Nieudany zamach palestyńskiego samobójcy
Palestyński zamachowiec-samobójca wysadził się we wtorek w powietrze, gdy wchodził do izraelskiego autobusu na północy doliny Jordanu. Według wstępnych ustaleń, zamachowiec jest jedyną ofiarą. Żaden z pasażerów autobusu nie został ranny.
Zamachowiec usiłował wsiąść do autobusu na przystanku w pobliżu żydowskiego osiedla Machula. Wzbudził jednak podejrzenia kierowcy, który natychmiast zamknął drzwi autobusu. Palestyńczyk zdetonował wówczas ładunki wybuchowe, które miał na sobie.
Według izraelskich służb bezpieczeństwa, ten incydent był już szóstą próbą samobójczych ataków Palestyńczyków w ciągu ostatnich 48 godzin.

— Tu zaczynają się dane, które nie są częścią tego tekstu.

Issue #13268, opened 2023-06-27
The `breakpoints`options can be ignored when the dialog is maximized.


joreyaesh:
### Describe the bug

There is a bug that makes `maximizable` dialogs unable to be to be maximized when `breakpoints` are set.

### Environment

MacOS

### Reproducer

https://stackblitz.com/edit/github-rkg6v1?file=src%2Fapp%2Fapp.component.html

### Angular version

15.2.9

### PrimeNG version

15.4.1

### Build / Runtime

Angular CLI App

### Language

TypeScript

### Node version (for AoT issues node --version)

14.21.3

### Browser(s)

Firefox Developer Edition 115.0b9

### Steps to reproduce the behavior

1. Click maximize button
2. Note that it's not maximized (width should be 100vw, but will be 85vw from the breakpoints).

### Expected behavior

A maximized dialog

mertsincan:
Fixed in https://github.com/primefaces/primeng/pull/13269

PR #13269, opened 2023-06-27
fix(dialog): maximizable responsive dialog

joreyaesh:
Fixed an issue where dialogs with `breakpoints` set were unable to successfully be maximized using the maximize button when `[maximizable]="true"`.

 #13268


SoyDiego (approved):

mertsincan:

Best Regards,

PR #13349, opened 2023-07-19
[#13348] - Fixed calendar component, added yearOptions onInit

### LINKED ISSUE #13348: p-calendar: Cannot read properties of undefined (reading 'length')
### Describe the bug

I've reduced this down to its core repro:

```
<p-calendar
view="month"
dateFormat="mm/yy"
[yearNavigator]="true"
></p-calendar>
```

Try changing the month using the upper left/right arrows.

### Environment

Angular / PrimeNG 16

### Reproducer

https://stackblitz.com/edit/github-wh3ibs

### Angular version

16.0.0

### PrimeNG version

16.0.2

### Build / Runtime

Angular CLI App

### Language

TypeScript

18.16.0

### Browser(s)

_No response_

1. https://stackblitz.com/edit/github-wh3ibs
2. Change the month using either arrow at the top

### Expected behavior

The month should change without throwing a JavaScript error.

SoyDiego:
Fix #13348.

The problem was caused by the `yearOptions` property not being initialized. I added the initialization of `yearOptions` to resolve the error. Now the component works as expected without any console errors.

# # PROBLEM
problem calendar

## SOLVED
fixed calendar


src/app/components/calendar/calendar.ts
```diff
@@ -1026,6 +1026,7 @@ export class Calendar implements OnInit, OnDestroy, ControlValueAccessor {
         this.createResponsiveStyle();
         this.currentMonth = date.getMonth();
         this.currentYear = date.getFullYear();
+        this.yearOptions = [this.currentYear, this.currentYear + 1, this.currentYear + 2];
```
gucal, line 1029: Hi, What is the reason why you think the `yearOptions` value should start this way?

SoyDiego: > Hi, What is the reason why you think the `yearOptions` value should start this way? @SoyDiego

Hi @gucal, thanks for the double check.
I don't remember exactly why I did that because was 1 month ago, but I was checking now and I

gucal: Thank you for making the changes.

Thanks for contribution.

Issue #13358, opened 2023-07-21
Component: p-password has incorrect width


MAN-Sendance:
### Describe the bug

The password component has a wrong width due to missing width inheritance in the child input field.

![incorrect_password_width](https://github.com/primefaces/primeng/assets/129411192/e4ee7791-efdd-42e3-a4cc-c49ddfa5809a)

### Environment

Angular  (latest version)
PrimeNG (latest version)
Primeflex (latest version)

### Angular version

16.1.4

### PrimeNG version

16.0.2

### Build / Runtime

Angular CLI App

### Language

TypeScript

### Node version (for AoT issues node --version)

18.16.0

### Steps to reproduce the behavior

```
<label for="email1" class="block text-900 font-medium mb-2"
  >Email</label
>
<input
  pInputText
  id="email1"
  type="text"
  placeholder="Email address"
  class="w-full mb-3"
/>

<label for="password1" class="block text-900 font-medium mb-2"
  >Password</label
>
<p-password
  [feedback]="true"
  [toggleMask]="true"
  id="password1"
  placeholder="Password"
  class="w-full mb-3 block"
/>
```

### Expected behavior

Applying the following styles fixed the issue for me

```
.p-password {
  width: inherit;
}
.p-password-input {
  width: inherit;
}
```

calumk:
This is still an issue for me 

<img width="634" alt="image" src="https://github.com/primefaces/primeng/assets/1183991/909ab346-870e-48fd-88c9-9adaaf8c90f3">

spezifant:
To make it work I had to set both: `style` and `inputStyle`:
```
[inputStyle]="{'width': '100%'}" [style]="{'width': '100%'}" 
```

AutoAwesome:
For me this is still an issue. The fixed above worked though.

molnarerwin:
I think you just need to use `fluid`. 

For me using `Vue` this works:

```vue
<Password
  id="password"
  name="password"
  placeholder="Password"
  class="mt-2"
  toggle-mask
  fluid
></Password>
```

mertsincan:
Hi,

So sorry for the delayed response! Improvements have been made to many components recently, both in terms of performance and enhancement. Therefore, this improvement may have been developed in another issue ticket without realizing it. You can check this in the documentation and try the latest PrimeNG version(v19). If there is no improvement on this, can you open a new issue so we can include it in our roadmap?

Thanks a lot for your understanding!
Best Regards,

PR #13418, opened 2023-08-02
Added inherit width for password directive

shreyashrajiokalaskar:
Inherited width from parent for password directive

#13358

### DIFF
--- a/src/app/components/inputtext/inputtext.css
+++ b/src/app/components/inputtext/inputtext.css
@@ -1,5 +1,6 @@
 .p-inputtext {
     margin: 0;
+    width: inherit;
 }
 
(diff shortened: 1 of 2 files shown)


SoyDiego (commented):
All refered to styles should be in primeng-sass-theme project:
https://github.com/primefaces/primeng-sass-theme/

mertsincan:
Hi @shreyashrajiokalaskar,

Why do you use the p-password tag 'width: 100%;' you added. The password component is 'display: inline-flex'. When you add this, you break the structure. It would be better if you just work on the password and send a new PR. So, closed.

Thanks a lot for your understanding and effort! We'll wait for a new PR from you. 
Best Regards,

W poniedziałek, w wybuchu bomby podłożonej w samochodzie zginęli palestyński kierowca i izraelski policjant. Do zamachu doszło w pobliżu żydowskiego osiedla niedaleko Jerozolimy, gdy policjanci zatrzymali podejrzanie wyglądający samochód. Gdy okazało się, że pojazd był kradziony kierowca wysadził go w powietrze, zabijając jednego z nich. Policja uważa, że Palestyńczyk zamierzał dotrzeć zaminowanym autem do centrum Jerozolimy i tam dokonać zamachu.

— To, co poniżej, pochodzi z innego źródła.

Issue #16553, opened 2024-10-15
Component: RadioButton


Sergiorezende22:
### Describe the bug

The RadioButton component is not functioning correctly with screen readers. When navigating using only the keyboard, the screen reader does not announce when a radio button is checked. 

I searched for similar issues but didn't find any addressing this specific problem. The closest match was issue #12950, but it doesn't seem to be the cause of this behavior.

### Environment

I tested the RadioButton component using the NVDA screen reader on the PrimeNG main page:
https://primeng.org/radiobutton.

### Angular version

17.0.0

### PrimeNG version

17.18.10

### Build / Runtime

Angular CLI App

### Language

TypeScript

### Node version (for AoT issues node --version)

20.11.1

### Steps to reproduce the behavior

1. Visit the following link: https://primeng.org/radiobutton.
2. Using any screen reader, navigate to the radio buttons on the page and use the keyboard to check one of them. Pay close attention to what the screen reader announces when the radio button is checked.

### Expected behavior

The screen reader should accurately announce what is displayed on the screen, but this is not happening at the moment.

PR #16554, opened 2024-10-15
Fix: Removed the unnecessary aria-checked attribute and improved acce…

Sergiorezende22:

W niedzielę, izraelska policja zabiła dwóch palestyńskich bojowników, którzy usiłowali dokonać samobójczego ataku na bazę wojskową na północy Izraela. Izraelskie służby aresztowały również trzech zamachowców samobójców, w momencie gdy udawali się do miejsc, w których mieli zdetonować ładunki. (IAR/PAP, mag)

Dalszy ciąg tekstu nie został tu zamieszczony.